Tiny Inference-Time Scaling with Latent Verifiers

arXiv cs.CV / 3/25/2026

💬 OpinionSignals & Early TrendsIdeas & Deep AnalysisModels & Research

Key Points

  • The paper introduces Verifier on Hidden States (VHS), an inference-time verifier for diffusion transformer (DiT) generators that evaluates intermediate hidden representations instead of decoding candidates to pixel space.
  • By avoiding redundant pixel-space decoding and re-encoding into multimodal embedding spaces, VHS substantially lowers the per-candidate verification cost compared with MLLM-based verifiers.
  • Experiments under small “tiny inference budgets” show VHS improves or matches MLLM verifier performance while reducing joint generation-and-verification time by 63.3%, FLOPs by 51%, and VRAM usage by 14.5%.
  • At the same inference-time budget, VHS achieves a +2.7% improvement on GenEval, suggesting efficient test-time scaling can be achieved without heavy multimodal verifier overhead.

Abstract

Inference-time scaling has emerged as an effective way to improve generative models at test time by using a verifier to score and select candidate outputs. A common choice is to employ Multimodal Large Language Models (MLLMs) as verifiers, which can improve performance but introduce substantial inference-time cost. Indeed, diffusion pipelines operate in an autoencoder latent space to reduce computation, yet MLLM verifiers still require decoding candidates to pixel space and re-encoding them into the visual embedding space, leading to redundant and costly operations. In this work, we propose Verifier on Hidden States (VHS), a verifier that operates directly on intermediate hidden representations of Diffusion Transformer (DiT) single-step generators.
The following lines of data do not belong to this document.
PR #125, opened 2021-02-07
Add interfaces for managing schools

Holmes98:
Currently any user can add a school to the school list, so this is required to allow for moderation. I did some cleanup last year through `rails console` but that isn't really ideal.
In the future, we might want to consider restricting additions to the list.

### DIFF
--- a/app/controllers/contests_controller.rb
+++ b/app/controllers/contests_controller.rb
@@ -307,7 +307,9 @@ class ContestsController < ApplicationController
               redirect_to contestants_contest_path(@contest), :alert => "The maximum extra time that can be given is #{@contest.max_extra_time}."
               return
             end
-            relation.save
+            if !relation.save
+              redirect_to contestants_contest_path(@contest), :alert => "Could not add extra time to contestant #{relation.user&.username}."
+            end
           end
         end
       end
--- a/app/controllers/contests_controller.rb
+++ b/app/controllers/contests_controller.rb
@@ -293,6 +293,7 @@ class ContestsController < ApplicationController
             relation.school = School.find_by_id(school_id)
             if !relation.save
               redirect_to contestants_contest_path(@contest), :alert => "Could not update school of contestant #{relation.user&.username}."
+              return
             end
           end
         end
@@ -309,6 +310,7 @@ class ContestsController < ApplicationController
             end
             if !relation.save
               redirect_to contestants_contest_path(@contest), :alert => "Could not add extra time to contestant #{relation.user&.username}."
+              return
             end
           end
         end
--- a/app/controllers/contests_controller.rb
+++ b/app/controllers/contests_controller.rb
@@ -285,6 +285,18 @@ class ContestsController < ApplicationController
       end
       redirect_to contestants_contest_path(@contest), :notice => "Contest ended for selected students"
     elsif params[:update]
+      if params[:school_id]
+        ContestRelation.transaction do
+          params[:school_id].each do |relation_id, school_id|
+            relation = @contest.contest_relations.find_by_id(relation_id)
+            authorize relation, :update_school?
+            relation.school = School.find_by_id(school_id)
+            if !relation.save
+              redirect_to contestants_contest_path(@contest), :alert => "Could not update school of contestant #{relation.user&.username}."
+            end
+          end
+        end
+      end
       if params[:extra_time]
         ContestRelation.transaction do
           params[:extra_time].each do |relation_id, extra_time|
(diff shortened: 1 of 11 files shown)


app/policies/contest_relation_policy.rb
```diff
@@ -28,5 +28,9 @@ def update_extra_time?
     return false if record.contest.ended?
     supervise?
   end
+
+  def update_school?
+    user.is_admin?
```
puqeko, line 33: Does this give permissions to super admins as well or just admins specifically?

app/controllers/contests_controller.rb
```diff
@@ -285,6 +285,18 @@ def supervise
       end
       redirect_to contestants_contest_path(@contest), :notice => "Contest ended for selected students"
     elsif params[:update]
+      if params[:school_id]
```
puqeko, line 288: Cool, but do we need this feature? If we select their username from the contestant list, then click edit, we can edit their school that way.

app/controllers/contests_controller.rb
```diff
@@ -298,7 +310,9 @@ def supervise
             relation.save
```
puqeko, line 310: Should we add a similar check for `if !relation.save` in the `:extra_time case` to be consistent with your addition above?

app/views/schools/index.html.erb
```diff
@@ -1,15 +1,31 @@
...
+    </tr>
   </thead>
   <tbody>
     <% @schools.each do |school| %>
       <tr>
         <td><%= school.id %></td>
         <td><%= link_to school.name, school %></td>
         <td><%= school.users_count %></td>
+        <% if policy(School).update? %>
+          <td><%= link_to 'Edit', edit_school_path(school) if policy(school).update? %></td>
```
puqeko, line 24: Note that on the to school edit page the <- back button sends a person to the specific school page with the user list rather than back to the schools page the person came from. The path takes two back buttons to get to where a person starts: [schools list page] -> (edit) -> [school edit page] -> (back) -> [school page] -> (back) -> [schools list page]. I personally don't mind leaving this behaviour if it is too hard to fix though

puqeko (changes requested):

puqeko:
How hard would it be to add a "New" button to the schools list page to be consistent with other pages? Having to create new users to add schools is a bit awkward (unless I've missed something).

Also, could we update the registration page to grey out the "School" part if they do not pick NZ as their country? It would also be nice if "School Graduation" stated that the unspecified option is not eligible for both IOI and NZIC.

Screen Shot 2021-02-11 at 7 33 22 PM

app/controllers/contests_controller.rb
Holmes98: It's slightly different, this is editing the school of the contest relation, whereas the other one is editing the school of the user. They're stored separately because a user might change schools after participating in a contest, and we want to preserve whichever school they were in at the time of the contest.

app/views/schools/index.html.erb
Holmes98: Good point, it should use `:back` instead (430b878)

app/policies/contest_relation_policy.rb
Holmes98: It checks for both `:admin` and `:superadmin`
https://github.com/NZOI/nztrain/blob/84633ca11a3cac7d7d6fb9dffa885f8a90350b24/app/models/user.rb#L120-L121

Holmes98:
> How hard would it be to add a "New" button to the schools list page to be consistent with other pages? Having to create new users to add schools is a bit awkward (unless I've missed something).

Not sure, but you can also add a school by editing your profile (though you'll then need to change it back afterwards). You typically don't need to add schools though, since users can add them on registration. You'll mostly only need to delete them (because someone added a fake/duplicate school), or rename them.

> Also, could we update the registration page to grey out the "School" part if they do not pick NZ as their country?

It would be nice, though I'm pretty sure this requires JavaScript. I won't add it myself, but I don't mind if anyone else wants to.

> It would also be nice if "School Graduation" stated that the unspecified option is not eligible for both IOI and NZIC.

Sure. It should probably also clarify that it's the expected high school graduation date (people often ask "What if I haven't graduated yet?", and some are in primary/intermediate school).

app/controllers/contests_controller.rb
Holmes98: I don't mind, though I don't think there are any cases where validation would fail, I just added the check to be extra safe.

app/controllers/contests_controller.rb
puqeko: Ah, okay. Good to know

app/policies/contest_relation_policy.rb
puqeko: Sweet

puqeko:
> It should probably also clarify that it's the expected high school graduation date (people often ask "What if I haven't graduated yet?", and some are in primary/intermediate school).

Yes, that's a good point.

app/views/schools/index.html.erb
puqeko: The school edit page already uses `:back`. Not sure what's happening there

Holmes98: It's the second parameter that needs to be `:back`. Resolved in 946ebaa.

puqeko (dismissed):

puqeko (approved):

VHS analyzes generator features without decoding to pixel space, thereby reducing the per-candidate verification cost while improving or matching the performance of MLLM-based competitors. We show that, under tiny inference budgets with only a small number of candidates per prompt, VHS enables more efficient inference-time scaling reducing joint generation-and-verification time by 63.3%, compute FLOPs by 51% and VRAM usage by 14.5% with respect to a standard MLLM verifier, achieving a +2.7% improvement on GenEval at the same inference-time budget.